Camille. Voilà comment se nommait la jeune fille qui venait tout juste de débarquer dans le petit café. Le même scénario c'était une nouvelle fois produit. Comme tout le monde avant elle, moi y comprit, elle avait ouvert les yeux au beau milieu du parc, couchée sur le dos, dans l'herbe verte, qui malgré le temps froid, était toujours bien présente, à seulement une dizaine de mètres du lac où se baignaient joyeusement les petits canards. Elle aussi, comme nous tous, ne comprenait pas ce qu'elle faisait ici, ne se rappelait pas de ce qu'elle était en train de faire juste avant d'atterrir ici. Elle ne se rappelait pas non plus de qui elle était en dehors de son prénom. C'était le même scénario à chaque fois : nous avions tous tout oublié, sauf notre prénom.

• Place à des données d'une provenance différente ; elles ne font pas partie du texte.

PR #674, opened 2022-04-19
Add dependabot

wolf99:
#668 will add usage of a GitHub action (markdownlint) to the repo workflows. This PR adds dependabot so as to keep this an any other action up to date.

I am not familiar enough with nuget and dot net projects to know if it is worth adding nuget package-ecosystem (or others).

If someone in the know could comment here I will be happy to adjust as needed.
Info on dependabot usage can be seen here: https://docs.github.com/en/code-security/dependabot/dependabot-version-updates/about-dependabot-version-updates

PR #678, opened 2022-04-27
Add dependabot

Luciferic666:
I am not familiar enough with nuget and dot net projects to know if it is worth adding nuget package-ecosystem (or others).

If someone in the know could comment here I will be happy to adjust as needed.
Info on dependabot usage can be seen here: https://docs.github.com/en/code-security/dependabot/dependabot-version-updates/about-dependabot-version-updates


dscho:
This was a bogus version of #674.

wolf99:
Why would someone even do this?! SMH

PR #593, opened 2021-12-31
Add link to GitHub application settings

hickford:

PR #679, opened 2022-04-28
Add GitHub.com OAuth app revoke instructions to FAQs

mjcheetham:
_This PR is based on #593 to address remaining feedback comments._

Add a link to the application registration for the GitHub.com OAuth app registration, and include an entry in the FAQs about how to revoke consent.


derrickstolee (approved):
Thanks for this! It's good to have this reference.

Ses yeux gris clairs commencèrent lentement à abandonner la peur qui n'avait cessé de les animer depuis son arrivée ici. Elle était également moins hystérique mais n'avait pour pas autant cessé de pleurer toutes les larmes de son corps. J'avais même finit par me demander si cette fille n'était pas un océan infini de larmes. C'était un poil moqueur, je devais l'admettre, moi aussi j'étais passé par là mais même si je compatissais, je ne pouvais m'empêcher de rire intérieurement. Je supposais que c'était nerveux, la situation était tellement bizarre, et pourtant ce n'était pas la première fois que j'étais confronté à ce genre de situations. Est-ce qu'on pouvait réellement s'habituer à vivre ces événements ?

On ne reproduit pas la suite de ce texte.